Gitau EN
Tuju J
Karanja H
Stevenson L
Requena P
Kimani E
Olotu A
Kimani D
Marsh K
Bull P
Urban BC
J Immunol. 2014;1921753-61
The immune response against the variant surface Ag Plasmodium falciparum erythrocyte membrane protein 1 (PfEMP1) is a key component of clinical immunity against malaria. We have investigated the development and maintenance of CD4(+) T cell responses to a small semiconserved area of the Duffy binding-like domain (DBL)alpha-domain of PfEMP1, the DBLalpha-tag. Young children were followed up longitudinally, and parasites and PBMCs were isolated from 35 patients presenting with an acute case of uncomplicated malaria. The DBLalpha-tag from the PfEMP1 dominantly expressed by the homologous parasite isolate was cloned and expressed as recombinant protein.
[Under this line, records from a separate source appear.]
PR #346, opened 2025-07-10
create id for root node if that is empty

cpanato:
Fixes: https://github.com/protobom/protobom/issues/329

or try to

not sure if is that what you want/need @puerco

### DIFF
--- a/pkg/sbom/nodelist.go
+++ b/pkg/sbom/nodelist.go
@@ -3,11 +3,11 @@ package sbom
 import (
 	"fmt"
 	"reflect"
+	"slices"
 	"sort"
 	"strings"
 
 	"github.com/google/go-cmp/cmp"
-	"github.com/sirupsen/logrus"
 )
 
 // This file adds a few methods to the NodeList type which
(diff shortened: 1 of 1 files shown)


pkg/sbom/nodelist.go
```diff
@@ -193,13 +194,13 @@ func (nl *NodeList) MergeEdges(es []*Edge) {
 // More than one root element can be added to the NodeList.
 func (nl *NodeList) AddRootNode(n *Node) {
 	if n.Id == "" {
-		// TODO warn here
-		return
+		logrus.Warnf("Node with empty ID, creating a new Id: %s@%s\n", n.Name, n.Version)
+		n.Id = NewNodeIdentifier(fmt.Sprintf("%s@%s", n.Name, n.Version))
```
puerco, line 198: Cool, yes autogenerate the identifier, but keep the  `auto` prefix so that the library knows it was added internally. Also drop the logrus calls, we have been trying to remove them:

```suggestion
		n.Id = NewNodeIdentifier("auto", fmt.Sprintf("%s@%s", n.Name, n.Version))
```

pkg/sbom/nodelist.go
```diff
@@ -193,13 +194,13 @@ func (nl *NodeList) MergeEdges(es []*Edge) {
...
 	}
 
 	for _, id := range nl.RootElements {
 		if id == n.Id {
-			// TODO warn here
+			logrus.Warnf("Node with ID %s already exists in the NodeList, skipping: %s\n", n.Id, n.Name)
```
puerco, line 203: Just return here, i think it's fine if we keep this as a noop. IMHO adding a node as root node should be idempotent.
```suggestion
```

pkg/sbom/nodelist.go
```diff
@@ -193,13 +194,13 @@ func (nl *NodeList) MergeEdges(es []*Edge) {
 // More than one root element can be added to the NodeList.
 func (nl *NodeList) AddRootNode(n *Node) {
 	if n.Id == "" {
-		// TODO warn here
-		return
+		logrus.Warnf("Node with empty ID, creating a new Id: %s@%s\n", n.Name, n.Version)
+		n.Id = NewNodeIdentifier(fmt.Sprintf("%s@%s", n.Name, n.Version))
 	}
 
 	for _, id := range nl.RootElements {
```
puerco, line 201: We can now change this loop to use the slices package
```suggestion
	if slices.Contains(nl.RootElements, id) {
	   return
	}
```

puerco (commented):
Thanks! just a nit on the fix it, and let's just drop the logrus calls I think we don't need them as it can "just work":

pkg/sbom/nodelist.go
cpanato: got it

The recombinant DBLalpha-tag was used to activate PBMCs collected from each acute episode and from an annual cross-sectional survey performed after the acute malaria episode. In this article, we report that CD4(+) T cell responses to the homologous DBLalpha-tag were induced in 75% of the children at the time of the acute episode and in 62% of the children at the following cross-sectional survey on average 235 d later. Furthermore, children who had induced DBLalpha-tag-specific CD4(+)IL-4(+) T cells at the acute episode remained episode free for longer than children who induced other types of CD4(+) T cell responses. These results suggest that a wide range of DBLalpha-tag-specific CD4(+) T cell responses were induced in children with mild malaria and, in the case of CD4(+)IL-4(+) T cell responses, were associated with protection from clinical episodes.